I blame the wife for not playing with him and leaving him in the kitchen unattended.


----------



## Headshot (Sep 3, 2008)

Big Jeep Wrangler said:


> I blame the wife for not playing with him and leaving him in the kitchen unattended.


----------



## Jim Thompson (Sep 3, 2008)

you should get her some spackle and a trowel


----------



## nhancedsvt (Sep 3, 2008)

pretty dog...


----------



## GAX (Sep 3, 2008)

Had that happen before... Watch the corner of your cabinets and your baseboards.


----------



## Bodab1974 (Sep 3, 2008)

I have a mutt that I had to break of that problem.  Half boxer half bloodhound.. yes UGLY LOL

If he starts to chew on the molding or cabinets,   rub the spots he has chewed with Tabasco sauce or something like that.  he will learn quick.


----------



## waterdogs (Sep 4, 2008)

I dont think he did that. Look at his face. NOT GUILTY .


----------



## SnowHunter (Sep 4, 2008)

He's sayin, "But DAAAAAAAAAAAAAAAAAD it wasn't me I swear!!"


----------



## Ths dog hunts!! (Sep 4, 2008)

I can see it in his eyes, He didn't do it!!! I betcha if ya ask him, he saw that cat, belly crawlin around there somewhere!!!!


----------



## JerkBait (Sep 4, 2008)

mine chewed her way out of the bathroom by tearing through the door....


----------



## 01Foreman400 (Sep 4, 2008)

Mine hasn't really chewed anything important up yet.  If I can't keep my eyes on her she goes into her crate. 

I'm sure blaming your wife went over well.  

Great looking pup.  One day you will laugh about it.


----------



## dawg2 (Sep 4, 2008)

...that is one reason mine stay OUTside


----------



## MudDucker (Sep 4, 2008)

After raising a couple in my backyard, I finally broke down this summer and had all the eaten trim sanded or replaced.  IMHO, you should keep that pup where he can do the least damage.  The kitchen with those fancy cabinets isn't that place.  A lab pup will chew a hole in steel rod.


----------



## MAPSTRE (Sep 4, 2008)

Just give the pup all of the wifes old shoes.
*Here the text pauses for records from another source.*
PR #208, opened 2016-01-24
MEB-45: Projects page

caroline-gschwend:


metabrainz/templates/index/projects.html
```diff
@@ -0,0 +1,134 @@
...
+<div id="projects">
+  
+  <div class="media">
+    <div class="media-left media-middle">
+      <a href="https://musicbrainz.org/">
+        <img class="media-object" src="{{ url_for('static', filename='img/projects/MBnt.png') }}" alt="MusicBrainz logo">
+      </a>
+    </div>
+    <div class="media-body">
+      <h4 class="media-heading"><strong>MusicBrainz</strong></h4>
```
Freso: I feel like it's superfluous to have `<strong>` within an `<h4>`. Just mark `h4`s as `font-weight: bold;` or whatever it is. Possibly `h4.media-heading`. Ask Roman or Leo.

metabrainz/static/css/main.less
```diff
@@ -211,6 +211,10 @@ h1.page-title, h2.page-title {
   }
 }
 
+// Projects page
+#projects {
+  img { width: 90px; }
```
Freso: Are we sure that we want absolutely all images on this page to be this wide? I think it'd probably be better to add a `logo` class or something like that, and use that class for the images. (And apply this `width` to the class instead of the `` element in general.)

metabrainz/static/css/theme/boostrap/boostrap.less
```diff
@@ -35,7 +35,7 @@
 @import "thumbnails.less";
 @import "alerts.less";
 //@import "progress-bars.less";
-//@import "media.less";
+@import "media.less";
```
Freso: I'm not saying this is wrong, I'm just curious about why you did this. :)

LeoVerto: \o That was my decision.
This is exactly the example use case for Bootstrap [media objects](https://getbootstrap.com/components/#media) and the previously used grid model styling ran into some issues.

When this site was initially designed someone commented that line out thus disabling the relevant LESS because it simply didn't use media objects at that time.

metabrainz/templates/index/projects.html
```diff
@@ -0,0 +1,134 @@
...
+{% block title %}Projects - MetaBrainz Foundation{% endblock %}
+
+{% block content %}
+<h1 class="page-title">The MetaBrainz Foundation Projects</h1>
+<div id="projects">
+  
+  <div class="media">
+    <div class="media-left media-middle">
+      <a href="https://musicbrainz.org/">
+        <img class="media-object logo" src="{{ url_for('static', filename='img/projects/MBnt.png') }}" alt="MusicBrainz logo">
```
Freso: What is the "nt" in the filenames? And is there are reason to not simple use the full project name rather than an abbreviation?

caroline-gschwend: "nt" = no text. I can change the filenames if you'd rather

gentlecat:
Please use SVG versions of logos. You can find them at https://github.com/metabrainz/metabrainz-logos/tree/master/final-logos.

metabrainz/templates/index/projects.html
gentlecat: I would just put full project name there. Also, names of static files should always be lowercase.

Freso: I think it'd be better to follow the naming scheme from the metabrainz-logos repository (I think that's "ProjectName_no_text.ext"?).

We'll eventually want to do a ["StaticBrainz"](http://tickets.musicbrainz.org/browse/MBH-413) site for holding all our static resources (like images), so the more identically they're named across instances where they're used, the easier it will be to find them and change them to point to staticbrainz.org instead of their own site. :)

metabrainz/templates/index/projects.html
```diff
@@ -0,0 +1,134 @@
...
+{% block title %}Projects - MetaBrainz Foundation{% endblock %}
+
+{% block content %}
+<h1 class="page-title">The MetaBrainz Foundation Projects</h1>
+<div id="projects">
+  
+  <div class="media">
+    <div class="media-left media-middle">
+      <a href="https://musicbrainz.org/">
+        <img class="media-object logo" src="{{ url_for('static', filename='img/projects/musicbrainz.svg') }}" alt="MusicBrainz logo">
```
Freso: Is there a reason you're not using the naming style from metabrainz-logos?

metabrainz/views.py
```diff
@@ -16,8 +16,18 @@ def home():
...
+@index_bp.route('/projects')
+def projects():
+    return render_template('index/projects.html')
 
 
+@index_bp.route('/projects')
+def projects():
+    return render_template('index/projects.html')
+    
+
```
Freso: You'll likely want to remove one of these…

metabrainz/templates/index/projects.html
Freso: Oh, I see @Gentlecat's comment https://github.com/metabrainz/metabrainz.org/pull/208#discussion_r50640384 - I'm not convinced that my argumentation is not proper though. The names are definitely better than they were before. ;)

metabrainz/views.py
gentlecat: Why?

gentlecat: https://www.python.org/dev/peps/pep-0008/#blank-lines

Freso: There were two of
```
+@index_bp.route('/projects')
+def projects():
+    return render_template('index/projects.html')
```

One is now removed.

gentlecat: Oh, I thought you were talking about whitespace. :confused:

Freso: https://github.com/caroline-gschwend/metabrainz.org/commit/b1cb99d642886f5c07e099153bf3646bebc3a7ba

Freso: I wasn't. I know there should be two blank lines here. :wink:

Freso:
Can you make a full-page screenshot and put it up somewhere? (Even here is good.) The text isn't easily readable with the currently code formatting, and I also have no clue how the page currently presents itself.

caroline-gschwend:
screen shot 2016-01-25 at 8 04 26 am
screen shot 2016-01-25 at 8 04 29 am

caroline-gschwend:
screen shot 2016-01-25 at 8 24 27 am

Text justified

caroline-gschwend:
screen shot 2016-01-25 at 9 32 32 am

Freso:
I like this latest layout. :)

Freso:
AFAICT: :shipit:

gentlecat:
I like this layout too.

caroline-gschwend:
I as well like this new layout :)

caroline-gschwend:
screen shot 2016-01-25 at 11 28 06 am

PR #209, opened 2016-01-29
Team page improvements

gentlecat:


Freso:
Maybe the project leader's project should be listed in the same way that the employees' position are?

Freso:
No further comments apart from that and https://github.com/metabrainz/metabrainz.org/pull/210 :)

That will keep him occupied.


----------



## Big Jeep Wrangler (Sep 4, 2008)

Yeah he has already chewed the cabinets. And the wifes shoes. He hasnt got the good ones yet though.


----------



## Luke0927 (Sep 5, 2008)

The dog should be kenneled...when you are not around he was board and looking for something to do.  dogs need to be kenneled for their safety and your sanity when you are home and able to give the dog the attention it needs and you can watch the pup you should let it run around.


----------



## 7Mag Hunter (Sep 5, 2008)

No way that pup made that hole !!!!!!

No drywall residue on his face.......


----------



## Ta-ton-ka chips (Sep 5, 2008)

7Mag Hunter said:


> No way that pup made that hole !!!!!!
> 
> No drywall residue on his face.......



If the glove don't fit, you must acquit


----------



## OkieHunter (Sep 5, 2008)

He doesn't look guilty to me,  I think the cat did it, you just can't trust them cats.


----------



## Heartstarter (Jun 23, 2011)

First off....Gus is NOT guilty as charged. The scratches in the sheetrock do NOT match forensically with Gus claws. Second...Just looking at him, who would believe that Gus would ever perpetrate such a thing. Clearly, these accusations toward Gus are breed motivated, turn your attention toward the obvious culprit and accuser of the innocent. The wife. I would suspect that she has a history of this behavior. Case dismissed. A treat is in order.


----------



## Nicodemus (Jun 23, 2011)

Fishin & Hunting said:


> He doesn't look guilty





Bodab1974 said:


> That dog is innocent..   Look at that face... the cat done it.    kill the cat






I agree with this.

Looks like all you need to do is just keep that door open, and nobody will ever know.


----------



## bkl021475 (Jun 23, 2011)

Heartstarter said:


> First off....Gus is NOT guilty as charged. The scratches in the sheetrock do NOT match forensically with Gus claws. Second...Just looking at him, who would believe that Gus would ever perpetrate such a thing. Clearly, these accusations toward Gus are breed motivated, turn your attention toward the obvious culprit and accuser of the innocent. The wife. I would suspect that she has a history of this behavior. Case dismissed. A treat is in order.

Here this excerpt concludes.